Work to complete -> When a line below holds the string "sequence", show that line.

Input for this task ->
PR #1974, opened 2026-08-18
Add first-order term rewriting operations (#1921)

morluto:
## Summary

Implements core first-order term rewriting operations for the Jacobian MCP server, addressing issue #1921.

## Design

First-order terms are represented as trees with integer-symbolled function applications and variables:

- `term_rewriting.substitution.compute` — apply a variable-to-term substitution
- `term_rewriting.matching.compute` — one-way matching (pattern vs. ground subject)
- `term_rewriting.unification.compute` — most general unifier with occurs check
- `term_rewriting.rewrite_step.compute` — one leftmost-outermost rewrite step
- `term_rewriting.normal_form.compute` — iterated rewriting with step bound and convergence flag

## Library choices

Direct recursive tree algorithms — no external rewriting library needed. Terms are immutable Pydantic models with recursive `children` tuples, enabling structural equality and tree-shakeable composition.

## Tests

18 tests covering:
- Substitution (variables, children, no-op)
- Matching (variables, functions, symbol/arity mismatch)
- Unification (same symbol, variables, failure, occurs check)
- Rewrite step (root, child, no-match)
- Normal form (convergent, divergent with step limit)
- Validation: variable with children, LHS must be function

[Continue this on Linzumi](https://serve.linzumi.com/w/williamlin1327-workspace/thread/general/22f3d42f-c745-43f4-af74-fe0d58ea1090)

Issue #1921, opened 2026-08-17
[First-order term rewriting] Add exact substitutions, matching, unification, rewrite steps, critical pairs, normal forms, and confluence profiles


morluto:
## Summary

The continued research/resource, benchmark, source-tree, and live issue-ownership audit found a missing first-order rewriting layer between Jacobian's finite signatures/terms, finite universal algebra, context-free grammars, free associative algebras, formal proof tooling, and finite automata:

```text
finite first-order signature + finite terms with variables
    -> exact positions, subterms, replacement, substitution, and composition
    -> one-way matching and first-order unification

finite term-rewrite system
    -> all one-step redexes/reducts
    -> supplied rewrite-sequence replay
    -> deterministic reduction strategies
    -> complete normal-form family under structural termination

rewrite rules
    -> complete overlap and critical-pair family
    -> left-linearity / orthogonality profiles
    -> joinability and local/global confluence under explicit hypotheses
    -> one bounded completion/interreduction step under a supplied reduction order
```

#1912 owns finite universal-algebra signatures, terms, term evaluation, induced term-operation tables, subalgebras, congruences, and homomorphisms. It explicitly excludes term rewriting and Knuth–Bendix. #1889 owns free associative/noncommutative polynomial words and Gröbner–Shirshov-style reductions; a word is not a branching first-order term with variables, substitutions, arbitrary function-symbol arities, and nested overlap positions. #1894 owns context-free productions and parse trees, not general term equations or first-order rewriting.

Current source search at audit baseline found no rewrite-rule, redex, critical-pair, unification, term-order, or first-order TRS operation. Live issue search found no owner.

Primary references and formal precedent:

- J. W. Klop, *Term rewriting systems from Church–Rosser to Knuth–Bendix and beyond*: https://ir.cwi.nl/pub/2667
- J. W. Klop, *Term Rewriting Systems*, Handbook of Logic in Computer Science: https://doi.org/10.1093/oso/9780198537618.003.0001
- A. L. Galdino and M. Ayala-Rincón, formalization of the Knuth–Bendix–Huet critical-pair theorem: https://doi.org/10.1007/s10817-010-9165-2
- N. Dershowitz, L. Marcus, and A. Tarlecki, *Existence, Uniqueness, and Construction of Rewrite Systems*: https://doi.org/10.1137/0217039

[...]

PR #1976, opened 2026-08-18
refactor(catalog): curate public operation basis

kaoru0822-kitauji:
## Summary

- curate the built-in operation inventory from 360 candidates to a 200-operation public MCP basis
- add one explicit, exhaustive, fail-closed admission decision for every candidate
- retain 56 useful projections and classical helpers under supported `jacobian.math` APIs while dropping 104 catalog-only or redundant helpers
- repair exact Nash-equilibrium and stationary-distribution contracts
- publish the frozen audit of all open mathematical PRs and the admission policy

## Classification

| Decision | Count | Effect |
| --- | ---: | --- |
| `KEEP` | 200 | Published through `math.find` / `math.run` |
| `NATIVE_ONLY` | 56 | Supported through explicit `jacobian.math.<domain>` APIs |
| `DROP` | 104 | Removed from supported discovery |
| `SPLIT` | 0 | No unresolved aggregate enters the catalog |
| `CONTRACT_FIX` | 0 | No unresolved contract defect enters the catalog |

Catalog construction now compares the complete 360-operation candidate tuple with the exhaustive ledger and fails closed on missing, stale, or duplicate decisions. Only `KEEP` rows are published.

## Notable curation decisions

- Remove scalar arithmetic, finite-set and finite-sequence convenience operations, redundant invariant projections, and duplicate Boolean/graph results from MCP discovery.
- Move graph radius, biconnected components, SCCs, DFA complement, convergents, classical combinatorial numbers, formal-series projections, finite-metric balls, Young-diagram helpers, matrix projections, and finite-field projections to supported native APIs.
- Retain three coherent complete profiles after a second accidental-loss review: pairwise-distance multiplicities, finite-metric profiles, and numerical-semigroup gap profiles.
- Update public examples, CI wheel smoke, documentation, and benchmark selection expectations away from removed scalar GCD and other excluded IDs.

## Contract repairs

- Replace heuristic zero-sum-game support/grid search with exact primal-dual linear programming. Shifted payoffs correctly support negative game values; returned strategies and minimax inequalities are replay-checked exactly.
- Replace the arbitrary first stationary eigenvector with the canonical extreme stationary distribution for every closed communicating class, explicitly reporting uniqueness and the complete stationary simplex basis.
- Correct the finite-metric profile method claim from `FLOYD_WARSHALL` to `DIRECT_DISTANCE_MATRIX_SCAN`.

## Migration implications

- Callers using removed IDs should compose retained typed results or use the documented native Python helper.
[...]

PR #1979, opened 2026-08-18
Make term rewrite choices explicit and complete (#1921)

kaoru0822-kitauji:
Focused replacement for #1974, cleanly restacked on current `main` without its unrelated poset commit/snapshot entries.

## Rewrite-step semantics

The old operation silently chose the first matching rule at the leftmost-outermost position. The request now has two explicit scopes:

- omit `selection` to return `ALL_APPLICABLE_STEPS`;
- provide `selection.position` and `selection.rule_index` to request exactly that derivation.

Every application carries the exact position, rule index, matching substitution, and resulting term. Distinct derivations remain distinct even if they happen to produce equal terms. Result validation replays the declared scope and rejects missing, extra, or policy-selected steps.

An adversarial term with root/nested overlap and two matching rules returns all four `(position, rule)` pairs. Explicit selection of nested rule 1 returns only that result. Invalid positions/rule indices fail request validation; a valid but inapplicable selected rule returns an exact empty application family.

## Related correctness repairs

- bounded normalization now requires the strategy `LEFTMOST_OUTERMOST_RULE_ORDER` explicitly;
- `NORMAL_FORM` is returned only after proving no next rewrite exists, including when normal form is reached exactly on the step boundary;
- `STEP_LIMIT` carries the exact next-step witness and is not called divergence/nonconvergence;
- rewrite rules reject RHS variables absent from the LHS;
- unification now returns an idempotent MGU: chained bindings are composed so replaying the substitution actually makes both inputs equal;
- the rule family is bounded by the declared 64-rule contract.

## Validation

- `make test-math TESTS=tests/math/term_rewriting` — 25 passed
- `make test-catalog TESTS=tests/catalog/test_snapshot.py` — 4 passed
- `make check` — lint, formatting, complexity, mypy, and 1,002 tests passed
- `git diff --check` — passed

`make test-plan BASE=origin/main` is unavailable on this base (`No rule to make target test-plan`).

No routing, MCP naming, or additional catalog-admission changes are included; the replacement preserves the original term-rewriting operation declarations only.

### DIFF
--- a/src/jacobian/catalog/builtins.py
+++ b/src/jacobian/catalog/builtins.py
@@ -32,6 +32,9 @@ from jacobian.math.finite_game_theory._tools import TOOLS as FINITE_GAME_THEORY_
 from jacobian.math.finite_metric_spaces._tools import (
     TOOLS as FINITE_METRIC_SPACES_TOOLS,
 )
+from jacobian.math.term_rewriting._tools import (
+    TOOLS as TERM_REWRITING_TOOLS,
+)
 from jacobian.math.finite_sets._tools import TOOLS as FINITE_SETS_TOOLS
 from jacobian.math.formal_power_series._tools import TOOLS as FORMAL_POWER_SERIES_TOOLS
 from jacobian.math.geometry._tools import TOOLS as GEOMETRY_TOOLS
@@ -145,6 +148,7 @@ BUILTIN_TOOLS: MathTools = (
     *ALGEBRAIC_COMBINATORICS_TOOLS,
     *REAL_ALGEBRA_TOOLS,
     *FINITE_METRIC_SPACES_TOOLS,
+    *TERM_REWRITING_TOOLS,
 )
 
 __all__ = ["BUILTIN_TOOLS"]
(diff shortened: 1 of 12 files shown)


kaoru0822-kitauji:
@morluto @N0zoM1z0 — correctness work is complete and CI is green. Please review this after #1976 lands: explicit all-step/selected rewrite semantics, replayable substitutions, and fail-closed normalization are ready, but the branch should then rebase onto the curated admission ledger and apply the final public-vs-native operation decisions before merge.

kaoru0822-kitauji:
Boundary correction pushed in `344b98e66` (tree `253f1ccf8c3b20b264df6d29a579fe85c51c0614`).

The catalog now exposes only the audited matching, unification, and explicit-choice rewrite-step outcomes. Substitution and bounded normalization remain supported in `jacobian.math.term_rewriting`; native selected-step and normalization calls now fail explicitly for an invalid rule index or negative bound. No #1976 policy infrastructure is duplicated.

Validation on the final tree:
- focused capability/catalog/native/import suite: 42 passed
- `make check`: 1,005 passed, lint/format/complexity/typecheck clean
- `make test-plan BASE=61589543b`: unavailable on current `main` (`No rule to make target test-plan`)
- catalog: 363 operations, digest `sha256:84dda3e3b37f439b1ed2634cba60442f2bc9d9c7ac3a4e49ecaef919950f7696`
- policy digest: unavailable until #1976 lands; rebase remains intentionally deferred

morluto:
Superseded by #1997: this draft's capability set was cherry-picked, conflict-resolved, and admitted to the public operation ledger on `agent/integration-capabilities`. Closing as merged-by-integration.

Output ->
    -> supplied rewrite-sequence replay
- Remove scalar arithmetic, finite-set and finite-sequence convenience operations, redundant invariant projections, and duplicate Boolean/graph results from MCP discovery.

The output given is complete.